If you install the Tivo Desktop, is it the full version or where can you get a key for it? I used to have one back about 15 years ago, but have no clue what it was, I was away from Tivo for a lot of years.


----------



## JoeKustra (Dec 7, 2012)

TivoJD said:


> If you install the Tivo Desktop, is it the full version or where can you get a key for it? I used to have one back about 15 years ago, but have no clue what it was, I was away from Tivo for a lot of years.


It's 2.8.3, which is the "full" version but not the Plus version. So video publishing and WMP won't work. There may be CODEC around for WMP. I still run it on an old XP computer.


----------



## JTHOJNICKI (Nov 30, 2015)

I was able to get the TIVO Desktop installed on Windows 10 thank to the provided link above.

Now I successfully transferred one recording to my PC. Can I move it back to the Bolt? If so, how?

Is the TIVO Desktop Plus still available anywhere? If so, what features does it add?


----------



## justen_m (Jan 15, 2004)

JoeKustra said:


> It's 2.8.3, which is the "full" version but not the Plus version. So video publishing and WMP won't work. There may be CODEC around for WMP. I still run it on an old XP computer.


On Windows 10, I installed the free K-Lite Codec Pack so WMP can play .TiVo files. Works like a charm. I think I downloaded it from majorgeeks.com.

However, I almost always use kmttg, so just decrpyt shows and pull out metadata concurrent with the transfer to my PC. pyTivo to go the other way.


----------



## Dan203 (Apr 17, 2000)

JTHOJNICKI said:


> Now I successfully transferred one recording to my PC. Can I move it back to the Bolt? If so, how?


With the server running, and properly unblocked in your firewall, you go to your TiVo and select the Devices tab. In there you should see your PC listed. From there you can select any recording that is in your My TiVo Recordings folder on your PC.



JTHOJNICKI said:


> Is the TIVO Desktop Plus still available anywhere? If so, what features does it add?

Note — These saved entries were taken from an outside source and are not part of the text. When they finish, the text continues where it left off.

PR #897, opened 2023-07-27
Multi namespace RBAC manifests

jnoordsij:
### What does this PR do?

When adding multiple namespaces to watch by the Traefik and using namespaced RBAC, this PR ensures Roles and RoleBindings are added for all relevant namespaces.

### Motivation

Currently, only a Role + RoleBinding is added for the chart namespaces. When watching more namespaces, manual adding (and maintaining) of additional resources is required, as by default the ServiceAccount has no access to the resources.

### More

### DIFF
--- a/traefik/templates/_helpers.tpl
+++ b/traefik/templates/_helpers.tpl
@@ -108,10 +108,10 @@ Users can provide an override for an explicit service they want bound via `.Valu
 Construct a comma-separated list of whitelisted namespaces
 */}}
 {{- define "providers.kubernetesIngress.namespaces" -}}
-{{- default .Release.Namespace (join "," .Values.providers.kubernetesIngress.namespaces) }}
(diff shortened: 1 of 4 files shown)


mloiseleur (approved):
Interesting PR
Many thanks @jnoordsij !

mloiseleur (changes requested):
Would you please add two tests, one with namespaces only on `kubernetesIngress` and an other one only on `kubernetesCRD` ?

jnoordsij:
> Would you please add two tests, one with namespaces only on `kubernetesIngress` and an other one with namespaces only on `kubernetesCRD` ?

Sure! I added two additional tests in the newest commit.

mloiseleur (approved):

darkweaver87 (approved):
LGTM

PR #903, opened 2023-08-04
fix: http3 support broken when advertisedPort set

davhdavh:
### What does this PR do?

when http3 enabled and http3.advertisedPort set, it would not actually set the argument to enable http3

### Motivation

I broke it


davhdavh:
temporary workaround:

```yaml  
  additionalArguments:
    - --entrypoints.websecure.http3
```

mloiseleur:
@davhdavh Would you please add a test ? So this won't break again ?

mloiseleur (approved):
Thanks, it looks good.

Issue #911, opened 2023-08-17
Traefik V3 new or modified Middlewares not supported


gcaracuel:
### Welcome!

- [X] Yes, I've searched similar issues on [GitHub](https://github.com/traefik/traefik-helm-chart/issues) and didn't find any.
- [X] Yes, I've searched similar issues on the [Traefik community forum](https://community.traefik.io) and didn't find any.

### What version of the Traefik's Helm Chart are you using?

24.0.0

### What version of Traefik are you using?

v3.0

### What did you do?

Migrated ipWhitelist Middleware to ipAllowList but `ipAllowList` is not supported at CRDs.

Similar issues will happen to new Middlewares like `grpcWeb `

### What did you see instead?

When using old type ipWhitelist controller fails, when trying to use ipAllowList CRDs do not allow it.

### What is your environment & configuration?

Not needed

gcaracuel:
Hello @mloiseleur 

Thanks for your reply. I am afraid I won't be able to apply that branch as I am using GitOps approach and this Helm Chart so it would be overwritten. So I could just discard usage of V3 until all this is king of sorted out. 
A new groupversion and keep it aligned in this Helm Chart would have solved this and will add users to V3 beta but I could understand why is not done.

Gonna close this and wait for a stable V3

sjmiller609:
To clarify for anyone else that ends up here - Traefik version 2 and Traefik version 3 have different API specifications for the API version `traefik.io/v1alpha1`. More info here https://github.com/traefik/traefik/pull/9600#issuecomment-1753313008

PR #912, opened 2023-08-17
Add Middlewares ipAllowList and grpcWeb to V3 CRDs

gcaracuel:
### What does this PR do?

Adds new V3 introduced Middlewares to CRDs:
* `grpcWeb`
* `ipAllowList` which is a rename of current `ipWhiteList`

### Motivation

V3 changed `ipWhiteList` Middleware by `ipAllowList`. Not being present on CRD blocks migration for `ipWhiteList` users.

### More

### DIFF
--- a/traefik/crds/traefik.io_middlewares.yaml
+++ b/traefik/crds/traefik.io_middlewares.yaml
@@ -632,6 +632,45 @@ spec:
                       type: string
                     type: array
                 type: object
+              ipAllowList:
+                description: 'IPAllowList holds the IP allowlist middleware configuration. It was introduced by V3.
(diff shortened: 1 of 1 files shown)


mloiseleur:
Hello @gcaracuel,

Thanks for this PR. 
I understand why you did it but I don't see how we can accept it.
With this PR, it means that users of current stable version of Traefik Proxy, v2.10, will have new (non-working) fields on their version. 
Considering that (a) Helm is not allowing us to manage CRDs upgrade (b) the CRDs on Traefik Proxy v3 will still evolve, I guess it's better to stick with stable CRDs from stable version of Traefik Proxy. 

See my comment on #911 for more info.

PR #913, opened 2023-08-22
fix: 🐛 remove old CRDs using traefik.containo.us

### LINKED ISSUE #895: Allow an easy way to disable legacy CRDs in Helm chart
### Welcome!

The docs says that legacy API group (traefik.containo.us) is deprecated and will be removed in v3.
Would it be possible, until v3 is live, to have a true/false switch in the official Helm chart Values to be able to skip applying the legacy CRDs? 

I have two motivations for such request:
- should any of my old helm charts still accidentally use legacy API group, it should fail to deploy so that I immediately know that it should be upgraded
- I'll get rid of duplicated resource aliases with the same name

mloiseleur:
### What does this PR do?

Remove old CRDs using traefik.containo.us.

### Motivation

Fixes #895


HeyHugo:
Bumped into this and couldn't understand why I couldn't list traefik CRD resources after I had upgraded.

To anyone having the same problem delete the legacy crds
```
kubectl get crd | grep 'traefik.containo.us' | awk '{ print $1 }' | xargs kubectl delete crd
```

Then get a crd resource explicitly using the full crd name like this
`kubectl get ingressroute.traefik.io --all-namespaces`

For me it seems some client state wasn't updated until I did. After that using just `kubectl get ingressroute` worked

darkweaver87 (approved):
LGTM

jnoordsij (approved):

davidpanic:
This was reverted in bf75a5df Can anyone provide any information as to why?

mloiseleur:
It's explained in the PR:
* #944

PR #914, opened 2023-08-23
feature ✨ (traefik): added healthcheck ingressRoute

muandane:
### What does this PR do?

This PR introduces an IngressRoute for health checks, addressing the specific requirements of running in a constrained environment. The proposed changes are in alignment with the project guidelines and seamlessly integrate with the existing codebase. By incorporating this IngressRoute.

### Motivation

I'm Deploying private clusters that are behind an Application gateway that has backend probes to check the health of the LoadBalancer (internal load balancers in azure), due to constraints and personally wanting to make it easier for me and everyone to easily get a healthCheck up and running on the desired entryPoint (in the values.yaml I left the entryPoint as traefik so the healthCheck isn't exposed externally). 

### More

### DIFF
--- a/traefik/values.yaml
+++ b/traefik/values.yaml
@@ -45,60 +45,60 @@ deployment:
   podLabels: {}
   # -- Additional containers (e.g. for metric offloading sidecars)
   additionalContainers: []
-    # https://docs.datadoghq.com/developers/dogstatsd/unix_socket/?tab=host
-    # - name: socat-proxy
-    #   image: alpine/socat:1.0.5
-    #   args: ["-s", "-u", "udp-recv:8125", "unix-sendto:/socket/socket"]
-    #   volumeMounts:
-    #     - name: dsdsocket
-    #       mountPath: /socket
+  # https://docs.datadoghq.com/developers/dogstatsd/unix_socket/?tab=host
+  # - name: socat-proxy
+  #   image: alpine/socat:1.0.5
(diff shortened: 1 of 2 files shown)


mloiseleur:
Hello @muandane,

Thanks for this PR. 

FTM, I have two questions:
1. Why do you think it should be enabled _by default_ ?
2. Why did you not use `extraObjects` ?

muandane:
Hello @mloiseleur,
 Yes it's not enabled by default since it has the same value capabilities as the Traefik dashboard but also has the same easy way to create an ingressRoute for a healthCheck exposed on whatever entryPoint you need as for the second question tbh i didn't check the extraObjects part since i'm using Ansible tasks to deploy Traefik sometimes it gets constraining on what values i can deploy.

btw the AKS cluster is a private one. 
image

traefik/values.yaml
```diff
@@ -159,6 +159,22 @@ ingressRoute:
     middlewares: []
     # -- TLS options (e.g. secret containing certificate)
     tls: {}
+  healthcheck:
+    # -- Create an IngressRoute for the healthcheck probe
+    enabled: true
```
mloiseleur, line 164:
```suggestion
    enabled: false
```

muandane: Alright that was my bad i didn't notice it

darkweaver87 (approved):
LGTM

TiVo Desktop Plus is not worth it. You can get the codecs to play recordings in WMP from free sources like justen_m pointed out. And the transcoding part sucks anyway. pyTiVo works WAY better for on the fly transcoding back to TiVo and there are a ton of better apps for transcoding files for portable devices. (<Cough>VideoReDo</Cough>)


----------



## NashGuy (May 2, 2015)

Is there any benefit to using kmttg vs. TiVo Desktop (or vice versa) simply for copying recordings, OnePass settings, and thumbs up/down data from a TiVo's original hard drive to a PC and then back to a new hard drive in the TiVo? Is one application more or less likely to somehow bungle the end result?


----------



## JoeKustra (Dec 7, 2012)

NashGuy said:


> Is there any benefit to using kmttg vs. TiVo Desktop (or vice versa) simply for copying recordings, OnePass settings, and thumbs up/down data from a TiVo's original hard drive to a PC and then back to a new hard drive in the TiVo? Is one application more or less likely to somehow bungle the end result?

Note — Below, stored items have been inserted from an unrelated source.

PR #107, opened 2022-10-26
QUARKUS-2489: Add logout flow on OIDC

pjgg:
Backchannel logout applies to `quarkus-oidc` and basically is a standard way to do logout in to a single sign-on service.
We will use Keycloak as an OIDC provider and the flavor of the extensions (classic or reactive) is not relevant for this coverage.

### DIFF
--- a/QUARKUS-2489.md
+++ b/QUARKUS-2489.md
@@ -1,0 +1,36 @@
+# QUARKUS-2489 OIDC Back channel logout
+
+Jira: https://issues.redhat.com/browse/QUARKUS-2489
+
+This feature provides Back-Channel Logout capability for OIDC extension.
+
+## Scope of the testing
+
+Backchannel logout applies to `quarkus-oidc` and basically is a standard way to logout the current user from all the applications this user is currently logged in, bypassing the user agent.
+
+We will create a valid token and proceed with the logout flow.
+### Impact on test suites and testing automation
+
+We will need to cover JVM and native mode in order to double-check that there are no conflicts with the native compilations. New Keycloak configuration id need it with all the logout flow parameters. 
+### Impact on resources:
+
+The new scenario is going to run in JVM and native mode over baremetal and OpenShift. So we are expecting about 5 min per module on JVM mode, and 10 min per module on native mode. Running a test over OpenShift used to take some extra time but is just an aproximation. To sum up, we are expecting an increase of 30 min of total amount execution.
+## Getting familiar with the feature
+
+Following actions were taken to ensure familiarity:
+- Ensure documentation provides a clear explanation of expected behavior
+- Review upstream and quickstarts coverage
+- Read OpenID Connect specifications
+- Manual testing
+
+## Contacts
+
+* Tester: Pablo Gonzalez Granados <pagonzal@redhat.com>
+
+## References
+
+- [Quarkus OpenID Connect documentation](https://quarkus.io/guides/security-openid-connect-web-authentication#back-channel-logout)
+- [OpenID Connect 1.0 spec](https://openid.net/specs/openid-connect-backchannel-1_0.html#Backchannel)
+- [OIDC logout PR](https://github.com/quarkusio/quarkus/pull/24611)
+- [Keycloak logout](https://www.keycloak.org/docs/latest/server_admin/index.html#_oidc-logout)
+  


QUARKUS-2489.md
```diff
@@ -0,0 +1,53 @@
+# QUARKUS-2489 OIDC Back channel logout
+
+Jira: https://issues.redhat.com/browse/QUARKUS-2489
+
+This feature is talking about logout flow on an OIDC provider as Keycloak
+
+## Scope of the testing
+
+Backchannel logout applies to `quarkus-oidc` and basically is a standard way to do logout in to a single sign-on service.
+We will use Keycloak as an OIDC provider and the flavor of the extensions (classic or reactive) is not relevant for this coverage.
```
rsvoboda, line 10: you mean resteasy extensions?

QUARKUS-2489.md
```diff
@@ -0,0 +1,53 @@
+# QUARKUS-2489 OIDC Back channel logout
+
+Jira: https://issues.redhat.com/browse/QUARKUS-2489
+
+This feature is talking about logout flow on an OIDC provider as Keycloak
+
+## Scope of the testing
+
+Backchannel logout applies to `quarkus-oidc` and basically is a standard way to do logout in to a single sign-on service.
```
rsvoboda, line 9: logout from a single sign-on service?

QUARKUS-2489.md
```diff
@@ -0,0 +1,53 @@
+# QUARKUS-2489 OIDC Back channel logout
+
+Jira: https://issues.redhat.com/browse/QUARKUS-2489
+
+This feature is talking about logout flow on an OIDC provider as Keycloak
```
rsvoboda, line 5:
```suggestion
This feature provides Back-Channel Logout capability for OIDC extension.
```

QUARKUS-2489.md
```diff
@@ -0,0 +1,53 @@
...
+- Validate the iss, aud, and iat Claims in the same way they are validated in ID Tokens
+- Verify that the Logout Token contains a sub Claim, a sid Claim, or both
+- Verify that the Logout Token contains an events Claim whose value is JSON object containing the member name http://schemas.openid.net/event/backchannel-logout
+- Verify that the Logout Token does not contain a nonce Claim.
+  
+If any of the validate logout tokens fails you must return an HTTP 400. Otherwise, proceed to perform the logout actions.
+
+### Impact on test suites and testing automation
+
+A New logout endpoint is going to be created in some of the existing OIDC scenario, for example `keycloak-oidc-client-basic`, and we will need to cover JVM and native mode in order to double-check that there are no conflicts with the native compilations.
```
rsvoboda, line 29: Do not extend the basic module, it definitely fits into advanced on

And please cover both keycloak-oidc-client-extended and keycloak-oidc-client-reactive-extended so the module are in sync as much as possible

QUARKUS-2489.md
```diff
@@ -0,0 +1,53 @@
...
+- Verify that the Logout Token contains an events Claim whose value is JSON object containing the member name http://schemas.openid.net/event/backchannel-logout
+- Verify that the Logout Token does not contain a nonce Claim.
+  
+If any of the validate logout tokens fails you must return an HTTP 400. Otherwise, proceed to perform the logout actions.
+
+### Impact on test suites and testing automation
+
+A New logout endpoint is going to be created in some of the existing OIDC scenario, for example `keycloak-oidc-client-basic`, and we will need to cover JVM and native mode in order to double-check that there are no conflicts with the native compilations. 
+
+No OpenShift coverage is required for this scenario.
```
rsvoboda, line 31: Pls explain in the text why OpenShift scenario is not needed.

OpenShift scenarios run with RH-SSO, so I would say it's worth checking

QUARKUS-2489.md
```diff
@@ -0,0 +1,53 @@
...
+
+### Impact on test suites and testing automation
+
+A New logout endpoint is going to be created in some of the existing OIDC scenario, for example `keycloak-oidc-client-basic`, and we will need to cover JVM and native mode in order to double-check that there are no conflicts with the native compilations. 
+
+No OpenShift coverage is required for this scenario. 
+
+### Impact on resources:
+
+This scenario will require deploying a Keycloak and running some extra tests over an existing module. So, I would say that the total amount of time is going to be around 3 min extra minutes in JVM mode and 5 min in native mode.
```
rsvoboda, line 35: Pls update estimates for changed scope (2 modules, openShift)

QUARKUS-2489.md
```diff
@@ -0,0 +1,53 @@
...
+This feature is talking about logout flow on an OIDC provider as Keycloak
+
+## Scope of the testing
+
+Backchannel logout applies to `quarkus-oidc` and basically is a standard way to do logout in to a single sign-on service.
+We will use Keycloak as an OIDC provider and the flavor of the extensions (classic or reactive) is not relevant for this coverage. 
+
+Absolute Back-Channel Logout URL is calculated by adding `quarkus.oidc.back-channel-logout.path` to the current endpoint URL and then based on your configuration you could do a local and / or a global logout.
+
+We will create a valid token by an authorization flow and then after validating the token against some authenticated API we will proceed with the logout flow and verify the following constraints:
```
rsvoboda, line 14: Is the following test coverage really necessary?

Aren't you testing Keycloak functionality instead of testing of the integration?

QUARKUS-2489.md
```diff
@@ -0,0 +1,53 @@
...
+
+This scenario will require deploying a Keycloak and running some extra tests over an existing module. So, I would say that the total amount of time is going to be around 3 min extra minutes in JVM mode and 5 min in native mode.
+
+## Getting familiar with the feature
+
+Following actions were taken to ensure familiarity:
+- Ensure documentation provides a clear explanation of expected behavior
+- Review upstream and quickstarts coverage
+- Read openID connect specifications
+
```
rsvoboda, line 43: Add point for manual experiments to see how the feature works from end user perspective, not just in tests.

rsvoboda (changes requested):

rsvoboda:
Requesting additional review from @michalvavrik as he worked on several security / oidc topics.

QUARKUS-2489.md
michalvavrik: While OIDC layer that handles this before RESTEasy classic/reactive, what happens when things goes wrong is very much not. F.e. PR added code that throws `InvalidJwtException` (it's caught later, but that's implementation detail that can easily change), and the extensions handle these situations via their own mechanisms. IMHO complex test for Reactive is fine, but POC for classic (some minimal scenario) would be nice.

QUARKUS-2489.md
michalvavrik: I think this comes from specs chapter `2.6.  Logout Token Validation` right :-) So there are 2 situations we need to test:

- Back channel logout goes to Quarkus app and the app sends it to the Keycloak, in such case the response is always going to be empty (see `io.quarkus.oidc.runtime.BackChannelLogoutHandler.RouteHandler`), so just validate response code.
- User logged out in different app (it can be Quarkus app too), and Keycloak informed the tested Quarkus app that logging has happened. Here is where actual value of our tests lay as upstream is not testing this AFAICT. If we don't test it, we can't tell if we are logged out based on Keycloak call back are Quarkus performed local logout. In this case, there is no logout token.

So IMHO no place for logout token validation.

QUARKUS-2489.md
michalvavrik: +1

QUARKUS-2489.md
michalvavrik: I don't agree. Huge portion of SPAs are going to logout directly (call SSO). TBH all Angular apps I saw do that, but I'm sure there are people who don't do that. Therefore what we need to do is test that we actually get callback from Keycloak when logout happen and Quarkus log us out.

QUARKUS-2489.md
```diff
@@ -0,0 +1,53 @@
...
+- Refresh tokens issued without the offline_access property to a session being logged out SHOULD be revoked. Refresh tokens issued with the offline_access property normally SHOULD NOT be revoked.
+- Logout token should be encrypted, decrypt it using the keys and algorithms that the Client specified during Registration. If logout Token is not encrypted, then reject it
+- Validate the Logout Token signature in the same way that an ID Token signature is validated
+- Validate the algorithm Header Parameter in the same way it is validated for ID Tokens
+- Validate the iss, aud, and iat Claims in the same way they are validated in ID Tokens
+- Verify that the Logout Token contains a sub Claim, a sid Claim, or both
+- Verify that the Logout Token contains an events Claim whose value is JSON object containing the member name http://schemas.openid.net/event/backchannel-logout
+- Verify that the Logout Token does not contain a nonce Claim.
+  
+If any of the validate logout tokens fails you must return an HTTP 400. Otherwise, proceed to perform the logout actions.
```
michalvavrik, line 25: Logout is async, only time you get 400 is that your token claims are invalid (e.g. missing back-channel claim) or expiration is missing or token is expired. We could check that as it makes sense to require valid token, but IMHO not very important as it's something like "pre-validaton", actual validation is done by Keycloak and we won't know about that except that we were not logged out. You decide :-)

michalvavrik (changes requested):

QUARKUS-2489.md
michalvavrik: Sentence is not wrong though, maybe I concentrated on word "standard" to much.

QUARKUS-2489.md
michalvavrik: Except to what you suggest below - that if we send Quarkus app invalid logout token, we get 400.

michalvavrik: Although both Keycloak and us calls same URL that keeps back-channel log out token, so there should be a little difference to who calls. IMHO we should test full flow anyway.

QUARKUS-2489.md
rsvoboda: What I mean is this, shouldn't be the sentence changed this way?

"standard way to do logout in to a single sign-on service"
 =>
"standard way to do logout out from a single sign-on service"

QUARKUS-2489.md
rsvoboda: thanks for input, this makes sense, there should be some coverage for resteasy classic

QUARKUS-2489.md
rsvoboda: just to be clear @michalvavrik , you vote for full coverage described here?

michalvavrik: no @rsvoboda I think it doesn't make sense. We should call back-channel logout endpoint at least once with invalid token so we do that Sergey implemented checks correctly (according to OIDC specs), but I'd not validate logout token myself as that's not our job.

michalvavrik: by ^^^ I tried to point out that I'm missing in TP bound that we will test callback from KC.

QUARKUS-2489.md
pjgg: Yes, the main goal of the logout endpoint is to remove all the active sessions in all devices for a given user (except that the user is using an offline token). 
Ref: https://github.com/quarkusio/quarkus/pull/24611/files#diff-75b29fe10300c4376f22f9584de09fe4d6d993f31fb218d3966ccb9d30c8608bR474

pjgg: > maybe I concentrated on wo

Standard ref that Quarkus must implement: https://openid.net/specs/openid-connect-backchannel-1_0.html#Backchannel

michalvavrik: @pjgg you are right that these constraints need to be implemented by Quarkus (RP), but in order to be sure that Quarkus enforce all of these constraints you would have to call Quarkus for each of these scenarios (e.g. add nonce claim) and check response code as that's your only indicator whether Quarkus validated it. You can't do it in  bulk. These seems a lot like unit tests rather than integration tests. Do we test in such details all other features? If I'm wrong, please just explain it to me. AFAIK I didn't see it in TS.

QUARKUS-2489.md
```diff
@@ -0,0 +1,36 @@
...
+A New logout endpoint is going to be created in `keycloak-oidc-client-extended` and `keycloak-oidc-client-reactive-extended`, and we will need to cover JVM and native mode in order to double-check that there are no conflicts with the native compilations. 
+### Impact on resources:
+
+The new scenario is going to run in JVM and native mode over baremetal and OpenShift. So we are expecting about 5 min per module on JVM mode, and 10 min per module on native mode. Running a test over OpenShift used to take some extra time but is just an aproximation. To sum up, we are expecting an increase of 30 min of total amount execution.
+## Getting familiar with the feature
+
+Following actions were taken to ensure familiarity:
+- Ensure documentation provides a clear explanation of expected behavior
+- Review upstream and quickstarts coverage
+- Read openID connect specifications
```
michalvavrik, line 23: Please rewrite to _openID connect_ to _OpenID Connect_.

QUARKUS-2489.md
```diff
@@ -0,0 +1,36 @@
...
+This feature provides Back-Channel Logout capability for OIDC extension.
+
+## Scope of the testing
+
+Backchannel logout applies to `quarkus-oidc` and basically is a standard way to logout the current user from all the applications this user is currently logged in, bypassing the user agent.
+
+We will create a valid token by an authorization flow and proceed with the logout flow.
+### Impact on test suites and testing automation
+
+A New logout endpoint is going to be created in `keycloak-oidc-client-extended` and `keycloak-oidc-client-reactive-extended`, and we will need to cover JVM and native mode in order to double-check that there are no conflicts with the native compilations.
```
michalvavrik, line 14: > A New logout endpoint is going to be created in `keycloak-oidc-client-extended` and `keycloak-oidc-client-reactive-extended`

Can you please explain (in comment is enough) why would you create new logout endpoint? AFAICT Quarkus has handler that expects logout token on the logout back-channel path , so there are 2 possible situations:

- you call RP that is also OP (KC?), and KC calls the tested app (RP)
- back-channel logout in the tested app (Quarkus provides route handler itself)

In neither of these scenarios, you need the logout endpoint. Maybe you mean some endpoint that checks you are logged out (if we don't have such endpoint? please check)?

QUARKUS-2489.md
```diff
@@ -0,0 +1,36 @@
...
+
+Jira: https://issues.redhat.com/browse/QUARKUS-2489
+
+This feature provides Back-Channel Logout capability for OIDC extension.
+
+## Scope of the testing
+
+Backchannel logout applies to `quarkus-oidc` and basically is a standard way to logout the current user from all the applications this user is currently logged in, bypassing the user agent.
+
+We will create a valid token by an authorization flow and proceed with the logout flow.
```
michalvavrik, line 11: Who you gonna call? Quarkus app or KC or ..?

michalvavrik (changes requested):
I left my opinions, please also double-check with @rsvoboda . Thank you for the changes.

QUARKUS-2489.md
pjgg: You could add a `post-logout` endpoint, let's make it the most simple as we can, and maybe in the future, we can make a more advance scenario. So +1 to remove it!.

QUARKUS-2489.md
pjgg: We are gonna make a request to an authenticated endpoint that will forward the request to KC, once the login is done we will verify that the session was created and then proceed with the logout. And re-check again that the session was removed.

michalvavrik: Thanks for explanation.

QUARKUS-2489.md
michalvavrik: @pjgg Changes look good, but what about openID connect, I requested changes as all linked references use OpenID Connect. If you find request for change unreasonable, please explain why. Thank you

michalvavrik (approved):
lgtm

There is support for kmttg and pyTiVo on this web sire. There is no support for Desktop.

I can copy, on Windows XP, 7 and 8.1 data from any drive on a Premiere or Roamio.

I can not copy any of that data back if the file is over 2GB. I'm not interested in working on it. I use my Premieres as backups to my Roamios. 100% reliable.


----------



## Dan203 (Apr 17, 2000)

NashGuy said:


> Is there any benefit to using kmttg vs. TiVo Desktop (or vice versa) simply for copying recordings, OnePass settings, and thumbs up/down data from a TiVo's original hard drive to a PC and then back to a new hard drive in the TiVo? Is one application more or less likely to somehow bungle the end result?


kmttg can copy OnePasses but I don't think it can do thumb data. Recordings use the TiVoToGo interface no matter what program you use. You can use a web browser to download them directly from the TiVo if you want.


----------



## moyekj (Jan 24, 2006)

Dan203 said:


> kmttg can copy OnePasses but I don't think it can do thumb data.


 With kmttg you can copy/edit/backup/restore thumbs too.


----------



## moyekj (Jan 24, 2006)

NashGuy said:


> Is there any benefit to using kmttg vs. TiVo Desktop (or vice versa) simply for copying recordings, OnePass settings, and thumbs up/down data from a TiVo's original hard drive to a PC and then back to a new hard drive in the TiVo? Is one application more or less likely to somehow bungle the end result?


 TiVo Desktop does nothing related to copying/restoring OnePass or thumbs settings.


----------



## Dan203 (Apr 17, 2000)

moyekj said:


> With kmttg you can copy/edit/backup/restore thumbs too.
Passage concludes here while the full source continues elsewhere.